While driving home from work last night, I heard about the JetBlue flight that was circling LA with cockeyed front landing gear. As soon as I got home, I turned on the TV. Live coverage was on several channels. I heard all about how the plane was circling, because the A320 Airbus can’t dump fuel. I heard all about the theories on what would happen when they tried to land, from ‘the front gear will snap into proper position’ to ‘the landing gear will snap off and the plane will slide in on its nose’.

The wife and kids got home, and joined me in front of the TV. They hadn’t heard about the plane. The kids wanted to know what was going on, so we explained it to them as best we could.
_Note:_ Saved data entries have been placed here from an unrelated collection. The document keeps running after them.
PR #724, opened 2015-07-10
Graphite codahale metrics reporter Support

djjorjinho:
The contents of this request allows preliminary support for graphite metrics reporting, with a broad range of support for graphite senders.
I did not add the RabbitMQ Sender dependency under the assumption that the end user would add the dependency in their own projects if needed.

Let me know if there's anything that need changing and I'll get to it.

[Review on Reviewable](https://reviewable.io/reviews/ratpack/ratpack/724)

### DIFF
--- a/ratpack-codahale-metrics/src/main/java/ratpack/codahale/metrics/CodaHaleMetricsModule.java
+++ b/ratpack-codahale-metrics/src/main/java/ratpack/codahale/metrics/CodaHaleMetricsModule.java
@@ -20,20 +20,21 @@ import com.codahale.metrics.*;
 import com.codahale.metrics.Slf4jReporter.LoggingLevel;
 import com.codahale.metrics.annotation.Metered;
 import com.codahale.metrics.annotation.Timed;
+import com.codahale.metrics.graphite.GraphiteReporter;
 import com.codahale.metrics.jvm.GarbageCollectorMetricSet;
 import com.codahale.metrics.jvm.MemoryUsageGaugeSet;
 import com.codahale.metrics.jvm.ThreadStatesGaugeSet;
 import com.google.inject.Injector;
 import com.google.inject.matcher.Matchers;
 import com.google.inject.multibindings.Multibinder;
+import org.slf4j.Logger;
+import org.slf4j.Marker;
 import ratpack.codahale.metrics.internal.*;
 import ratpack.func.Action;
 import ratpack.guice.ConfigurableModule;
 import ratpack.handling.HandlerDecorator;
 import ratpack.server.Service;
 import ratpack.server.StartEvent;
-import org.slf4j.Logger;
-import org.slf4j.Marker;
 
 import javax.inject.Inject;
 import javax.inject.Provider;
@@ -159,6 +160,7 @@ public class CodaHaleMetricsModule extends ConfigurableModule<CodaHaleMetricsMod
     private Optional<WebSocket> webSocket = Optional.empty();
     private Optional<Csv> csv = Optional.empty();
     private Optional<Slf4j> slf4j = Optional.empty();
+    private Optional<Graphite> graphite = Optional.empty();
 
     /**
      * The state of jvm metrics collection.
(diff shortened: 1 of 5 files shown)


ratpack-codahale-metrics/src/main/java/ratpack/codahale/metrics/CodaHaleMetricsModule.java
```diff
@@ -651,6 +680,81 @@ public Csv reportDirectory(File reportDirectory) {
       }
     }
 
+    public static class Graphite {
+      private Duration reporterInterval = DEFAULT_INTERVAL;
+      private GraphiteSender sender;
+      private boolean enabled = true;
```
rhart: We also need the filters for this reporter.

ratpack-codahale-metrics/src/main/java/ratpack/codahale/metrics/CodaHaleMetricsModule.java
```diff
@@ -651,6 +680,81 @@ public Csv reportDirectory(File reportDirectory) {
       }
     }
 
+    public static class Graphite {
```
rhart: I'm wondering whether we should bring these out into their own class files, this module class is getting pretty big.  What do you think?

ratpack-codahale-metrics/src/test/groovy/ratpack/codahale/metrics/MetricsSpec.groovy
```diff
@@ -73,6 +74,7 @@ class MetricsSpec extends RatpackGroovyDslSpec {
         .jmx()
         .csv { it.reportDirectory(reportDirectory.root).reporterInterval(Duration.ofSeconds(1)) }
         .console { it.reporterInterval(Duration.ofSeconds(1)) }
+        .graphite { it.enable().sender(new Graphite("localhost", 2003)).reporterInterval(Duration.ofSeconds(1)) }
```
rhart: We need to test that this is actually working.  I think we should be able to use a test ratpack app to receive and assert, like this https://github.com/ratpack/ratpack/blob/master/ratpack-core/src/test/groovy/ratpack/http/client/HttpProxySpec.groovy#L31

rhart:
This is great, thanks!

ratpack-codahale-metrics/src/main/java/ratpack/codahale/metrics/CodaHaleMetricsModule.java
djjorjinho: I can relocate these "builder" classes to another package.
What do you say about "ratpack.codahale.metrics.internal.builder" or "ratpack.codahale.metrics.builder" ?

djjorjinho:
Added the test assertions and some overall fixes.

ratpack-codahale-metrics/src/main/java/ratpack/codahale/metrics/CodaHaleMetricsModule.java
rhart: I would say just in the `ratpack.codahale.metrics` package for now.

djjorjinho:
I've merged recent changes and relocated the Graphite config class out of the module.

Let me know if there's any further changes you require to the module.

alkemist:
@djjorjinho looks like there are some merge conflicts.

johnrengelman:
Hey @djjorjinho, it seems when you rebased this PR, you may have done it in the wrong direction (i.e. you rebased the upstream master branch onto you local branch). This has caused a number of commits to be rewritten in your pull request.
You should be performing a rebase such that your local branch is rebased onto the current master branch from the ratpack repo. Assuming you have set the `upstream` remote in git to be the ratpack repo, you would do: 
```
$ git checkout my_branch && git fetch upstream master && git rebase upstream/master
```
If you don't know how to fix this locally, I can correct it manually and merge it.

djjorjinho:
Hey @johnrengelman it's my bad, I'm still finding my way around a rebase.
I'll attempt to fix this during this week.

djjorjinho:
I cleaned up my changes. It should be good to go. Let me know if there's anything else you require.

rhart:
Thanks @djjorjinho.  It's still saying there are conflicts but I can sort them while merging.  Will get this in soon as poss.

djjorjinho:
I see, meanwhile there was new changes pushed. Thank you Rus.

After a few minutes, it became clear that they were going to attempt a landing.

My wife looked at me. “Uhh…is this something we want them to watch?”

This was an excellent question. There was certainly the potential for carnage. Massive explosions, burnt and broken bodies strewn across the tarmac. My children could be scarred for life, or at least they could make the boarding process very entertaining for the forseeable future.

Since my daughter was very small, she has reacted badly to stress and violence in film. Time after time we would watch something that I considered pretty harmless, only to end up being yanked awake in the middle of the night by a traumatized daughter who had had a nightmare. That’s if she could even get to sleep at all, which was another problem. And it wasn’t restricted to scary movies. When the police were looking for a ‘person of interest’ in our neighborhood once, she was freaked out all night, and the next morning. She was freaked out enough that my wife called the police department to find out if they had caught him (they hadn’t, but they could confirm that he had left the area).

As a result, we have sheltered our kids from anything that might possibly result in sleepless nights for us. We usually make sure they are watching ‘G’-rated films, sometimes ‘PG’. We nearly always pre-view anything before letting them watch it. They don’t get to see a lot of the ‘cool’ movies that their friends get to watch, but we get more sleep. It seemed like a good deal. An acceptable trade-off.

That is, until recently. Until our children’s recent adventures in breaking boundaries. I couldn’t understand how a child so sensitive to the real and imagined dangers of the big wide world could be so blithe about putting herself and others at risk. It seemed to me that perhaps we have sheltered them too much. After all, scary stories have always taught children useful lessons: the woods are dangerous, don’t talk to strangers, listen to your parents. Have you ever read the original Grimm’s Fairy Tales? They’re pretty gruesome.

So what my wife was asking was whether we should take the chance that the kids could see something that could scar them for life, or at least disrupt our sleep for a while. And I decided to let them. Odds were, it would work out just fine. It might be exciting, but probably no one would be hurt.

And so my kids got to see a perfectly executed emergency landing, with the crew of the plane performing beautifully, the plane performing beautifully, and the emergency crews performing beautifully. Everything happened exactly the way it was supposed to happen, and the passengers got to leave the plane via a stairway, clutching their carry-on bags, instead of down a slide or, God forbid, in burning pieces.

The lesson I hope the kids learned was that air travel can be exciting, but that everyone involved works very hard to make sure it is as safe as possible. And that even when things go wrong, it can all turn out OK in the end. We let them see that trained professionals are constantly working to keep everyone safe. That’s the lesson I hope they learned.

Was it the right decision? Who knows? This was just another parenting pop quiz, sprung without warning. And there are no absolute Right and Wrong answers. Only consequences.